### Exercise details
Report each line below that carries the word "const".

Data items
Issue #1531, opened 2022-02-25
PluginSettings: Disable save button until a setting is changed


thomasguillot:
The "Save Settings" button is very prominent now in the header.

We should disable it until one of the settings in its card is changed.

See https://github.com/Automattic/newspack-plugin/pull/1525

PR #2259, opened 2023-01-31
Feat: Add disable functionality to save settings button (#1531)

hbhalodia:
### All Submissions:

- By adding this PR, we can ensure that save settings button is disabled until user changes any settings in a particular section. Before this commit save settings button was always enabled. This would only enable the save settings button for the section whose inner settings are changed, that would ensure all the sections on the page are async.
- Also on this PR in file change `index.js`, we need to look upon the comment added on `handleSectionUpdate` function, because we have kept all sections save settings button async, hence user can change all settings at once and can try to update one by one which would override his settings because on update we are fetching the saved settings and adding it again on the response. We can remove this behavior by removing the setState again for saved settings instead use prev state only.

1. Checkout to the current branch.
2. Head to Advertising --> Settings page.
3. On first load you can see the button is disabled, Change any section settings you can see that section button is enabled, On save again button gets disabled.
4. You can check with multiple section and each section works async.

### Screencast for the current change
[Newspack Disable Settings Button](https://user-images.githubusercontent.com/58802366/212673315-bfd6e0b7-209b-444b-a137-b54f2363e7b2.webm)

### Other information:


assets/components/src/plugin-settings/SettingsSection.js
```diff
@@ -100,7 +110,7 @@ const SettingsSection = props => {
 					'buttons',
 					<Button
 						variant="primary"
-						disabled={ disabled }
+						disabled={ sectionSettingsButtonDisabled }
```
leogermani, line 113: I think this should be `disabled || sectionSettingsButtonDisabled`. What happens now is that when you click save the button is still active while processing the request

leogermani (changes requested):
Thank you for this!

It works as described but I left one comment about the button not being disabled while saving.

Also, it doesn't seem to apply to all SettingsSection components. If you go to Engagement > Social, you'll see that this will not work with the sections there. Apparently Ads settings are created in a very different way. cc @miguelpeixe

assets/components/src/plugin-settings/SettingsSection.js
hbhalodia: Hi @leogermani, The above feedback is being addressed. Thanks.

hbhalodia:
Hi @leogermani, You need me to update for engagement > social settings also or we can keep this just for ads, as you said ads settings are created differently? Let me know on this. Thanks.

hbhalodia:
Hi @leogermani, I have added for engagement settings also. We need to apply this change where `PluginSettings` component is being used. Thanks.

assets/components/src/plugin-settings/SettingsSection.js
```diff
@@ -52,8 +52,18 @@ const getControlType = setting => {
...
+		error,
+		sectionKey,
+		active,
+		title,
+		description,
+		fields,
+		disabled,
+		onChange,
+		onUpdate,
+		sectionSettingsButtonDisabled,
```
miguelpeixe, line 65: We're already in the context of the `SettingsSection` component, for readability this could be called `saveDisabled`.

miguelpeixe (changes requested):
Thank you for your contribution, @hbhalodia!

May I suggest a different approach? The `SettingsSection` component is aware of the value changes and saves so we don't need to rely on another component to set this:

https://github.com/Automattic/newspack-plugin/blob/6904356f15d10c49b81e1eb1ccfb40452d3ac871/assets/components/src/plugin-settings/SettingsSection.js#L71-L73

https://github.com/Automattic/newspack-plugin/blob/6904356f15d10c49b81e1eb1ccfb40452d3ac871/assets/components/src/plugin-settings/SettingsSection.js#L104-L106

With the current approach, every component that uses this will have to reimplement the same (or very similar) logic for a consistent experience. Case in point, the Ad Refresh Control is missing it, so that's how my Ads settings render currently:

image

assets/components/src/plugin-settings/index.js
```diff
@@ -90,8 +90,6 @@ class PluginSettings extends Component {
 			},
 		} )
 			.then( settings => {
-				this.setState( { settings, error: null } );
-
```
hbhalodia, line 94: @miguelpeixe This line is removed because, When user updates more than one settings and did not hit the `save settings` button one after other, then when they change all the settings and then hit any one of the `save settings` button then all the changes he made to settings would get lost because this line fetches the saved settings. Hence, we need to take care of that thing, so instead adding fetched settings we just show settings what are saved in state, which overcomes this issue.

hbhalodia:
Thanks! @miguelpeixe for the approach. I have worked on this approach and achieved the results for all settings. No need to reimplement the same logic again on each component. I have updated the PR with the new approach. You can review now. 

Thanks!

assets/components/src/plugin-settings/SettingsSection.js
hbhalodia: I have added the suggestion. Thanks!

assets/components/src/plugin-settings/index.js
miguelpeixe: Nice catch!

miguelpeixe (approved):
Thank you for revising, @hbhalodia!

It's working well 👌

### Written solution
@@ -100,7 +110,7 @@ const SettingsSection = props => {
@@ -52,8 +52,18 @@ const getControlType = setting => {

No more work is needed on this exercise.